O Hitchens ateu X o Hitchens cristão

Os irmãos Christopher e Peter Hitchens conversam publicamente sobre Deus, a morte, e a fé

Isso aconteceu durante um evento promovido pelo Fórum Pew de Religião e Vida Pública. Tratava-se de uma conversa entre os irmãos e a imprensa. Não era um debate onde se podia esperar um vencedor.

Christopher Hitchens parou um pouco em meio às consultas médicas para o tratamento do câncer de esôfago que ameaça sua vida e sentou-se para uma conversa sobre Deus com seu irmão, Peter. (conforme o vídeo acima)

Christopher, um ateu famoso, lançou recentemente seu livro de memórias Hitch-22 este ano. Já Peter, menos conhecido, também lançou este ano um livro de memórias: The Rage Against God: How Atheism Led Me to Faith [A fúria contra Deus: Como o ateísmo conduziu-me à fé]. Apesar de terem grandes divergências no que se refere a Deus, os dois parecem viver uma relação afetuosa. Michael Cromartie, vice-presidente do Centro de Ética e Políticas Públicas serviu como moderador. Ele iniciou lendo uma passagem do livro de Peter sobre a reconciliação dos irmãos depois de um debate em Grand Rapids, Michigan. Christopher aplaudiu embaixo da mesa.
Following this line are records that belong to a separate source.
PR #4630, opened 2021-09-17
Blockbase: Fix Gallery caption spacing

danieldudzic:
#4613

Before & After

BEFORE-4

PR #4631, opened 2021-09-17
Gallery: Add margins to the gallery block using theme.json

scruffian:
This is an alternative approach to https://github.com/Automattic/themes/pull/4630. We can use theme.json to set the gap, so we don't need extra CSS for it.

Before:
Screenshot 2021-09-17 at 14 16 52

After:
Screenshot 2021-09-17 at 14 16 28

#### Related issue(s):
4613

### DIFF
--- a/blockbase/theme.json
+++ b/blockbase/theme.json
@@ -396,6 +396,21 @@
 					"fontFamily": "monospace"
 				}
 			},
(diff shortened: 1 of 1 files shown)


danieldudzic:
LGTM

PR #4633, opened 2021-09-17
Drop "fontsToLoadFromGoogle" for child themes

### LINKED ISSUE #4460: Blockbase: undefined variable location in wp-customize-fonts.php

RavanH:
Drop "fontsToLoadFromGoogle" in favor of  the common "google" parameter. Child themes can simply set a "google" key/value for any Google fonts they need, just as the Blockbase does everywhere else.

I see no need (anymore) to have this separate custom section in the child theme json. Or am I missing something?

It just needs to be communicated and coordinated with child theme devs that still use "fontsToLoadFromGoogle"...

This also fixes #4460 and #4621

### DIFF
--- a/blockbase/inc/customizer/wp-customize-fonts.php
+++ b/blockbase/inc/customizer/wp-customize-fonts.php
@@ -320,25 +320,21 @@ class GlobalStylesFontsCustomizer {
 		$variable = get_settings_array( $array, $configuration );
 		$slug     = preg_replace( '/var\(--wp--preset--font-family--(.*)\)/', '$1', $variable );
 		if ( ! isset( $this->fonts[ $slug ] ) ) {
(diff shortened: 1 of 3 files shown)


scruffian:
Yes! This looks great. I think we can just update the child themes to remove this property and define the theme font as suggested.

MaggieCabrera:
@pbking I would like your eyes on this, I seem to remember we discussed this as a possibility and you had opinions about it :D

scruffian (approved):
LGTM

PR #4662, opened 2021-09-20
Skatepark: Add submenu styling

### LINKED ISSUE #4586: Skatepark: Submenu background color is incorrect
Screen Shot 2021-09-14 at 2 05 15 PM

The background color here should be the same as the page background. Also, all menu items are missing hover states. I believe these should just receive an underline, but @melchoyce can you confirm?

danieldudzic:
I wasn't able to find any theme.json supported settings in the navigation block.

I find it hard to believe that no one has created a Gutenberg issue for this so far, but I wasn't able to find anything.

#4586


scruffian (approved):
LGTM

scruffian:
Deployed in D67205-code

Issue #4606, opened 2021-09-15
Quadrat: Add padding to Post Meta


beafialho:
Currently, Post Meta is too close to the Post Title which makes the layout feel more constrained.

Adding 50px padding to the post meta area feels reasonable and more comfortable.

<img width="1031" alt="Captura de ecrã 2021-09-15, às 11 16 43" src="https://user-images.githubusercontent.com/65220155/133416361-33696edb-7f67-42ce-82ac-b8b825bddd56.png">

| Current      | Intended |
| ----------- | ----------- |
| <img width="893" alt="Captura de ecrã 2021-09-15, às 11 17 15" src="https://user-images.githubusercontent.com/65220155/133416240-56a98162-7ee4-46e4-961e-652945e51e64.png">  |  <img width="1031" alt="Captura de ecrã 2021-09-15, às 11 16 52" src="https://user-images.githubusercontent.com/65220155/133416292-f8db9680-4a23-430d-9a89-1ca1151625b6.png">  |

kjellr:
In addition, the category icon shouldn't be there. Instead, we should have a little dot divider when there are categories. Here's an example from the comps: 

<img width="324" alt="Screen Shot 2021-09-21 at 2 39 55 PM" src="https://user-images.githubusercontent.com/1202812/134228797-bd5bf5d3-eead-4844-a293-8aaa59ae880c.png">

EDIT: Tracked here: https://github.com/Automattic/themes/issues/4605

beafialho:
@kjellr also mentioned that here: #4605

kjellr:
Ah thanks, I missed that one.

danieldudzic:
> In addition, the category icon shouldn't be there. Instead, we should have a little dot divider when there are categories. Here's an example from the comps:
> 
> <img alt="Screen Shot 2021-09-21 at 2 39 55 PM" width="324" src="https://user-images.githubusercontent.com/1202812/134228797-bd5bf5d3-eead-4844-a293-8aaa59ae880c.png">
> 
> EDIT: Tracked here: #4605

@kjellr Does this apply to other meta as well? I'm assuming we want dots to replace all the Blockbase icons?

<img width="1260" alt="tags" src="https://user-images.githubusercontent.com/905781/134392057-153421f5-55c8-4dfb-beae-7a78c90df329.png">

Sidenote: the font-size doesn't look correct :)

danieldudzic:
[...]

PR #4663, opened 2021-09-20
Add post meta to Geologist Theme

kjellr:
This follows up on #4565 and adds the new post meta template part to Geologist (both in the archive and single post views). 

The only bug I'm seeing is that the date icon isn't loading? I'm not sure why. 🤔 

Before|After
---|---
Screen Shot 2021-09-20 at 1 03 46 PM|Screen Shot 2021-09-20 at 12 55 31 PM

### DIFF
--- a/geologist/assets/theme.css
+++ b/geologist/assets/theme.css
@@ -398,18 +398,9 @@ textarea:focus {
 	}
 }
 
-.post-meta .wp-block-post-date::before {
-	display: none;
-}
-
 .post-meta > *,
 .post-meta .wp-block-post-date {
 	margin: 0 8px;
-}
-
-.post-meta > *::before,
-.post-meta .wp-block-post-date::before {
-	content: "";
 }
 
 .post-meta .wp-block-post-terms {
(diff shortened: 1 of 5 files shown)


mikachan:
It looks like the date icon isn't showing because it's hidden in Geologist's [_meta.scss file](https://github.com/Automattic/themes/blob/cb0a6944216dff5b26e1111588a9de30ab17fd68/geologist/sass/templates/_meta.scss#L10). I guess this was because the icon wasn't in the original design perhaps? I've un-hidden for now.

kjellr:
Awesome, thanks @mikachan! This works well for me now. 🙌 Could use one more set of eyes just to be sure, but I think it's good to go.

scruffian:
Should we do the same in Quadrat?

kjellr:
> Should we do the same in Quadrat?

As in, should we add the icon to quadrat? If so, the answer is no — Quadrat was designed to have no icons in its post meta: 

Screen Shot 2021-09-21 at 2 39 55 PM

(We should actually remove the categories icon we have up there right now and replace with this. I've updated https://github.com/Automattic/themes/issues/4606 to mention that).

scruffian:
Deployed in D67302-code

A partir daí, os irmãos ficaram em uma sala com 25 jornalistas durante o Fórum. Michael Gerson, um dos redatores de discursos do presidente George W. Bush (que fundou o “Escritório de fé” da Casa Branca), sentou-se do outro lado da sala enquanto Christopher dizia: “Aqueles que pensam que “fé ” é o prefixo de algo positivo terão muitas discussões em seu caminho.”

Os irmãos Hitchens, Christopher (o ateu) à esquerda e Peter ( o cristão) à direita.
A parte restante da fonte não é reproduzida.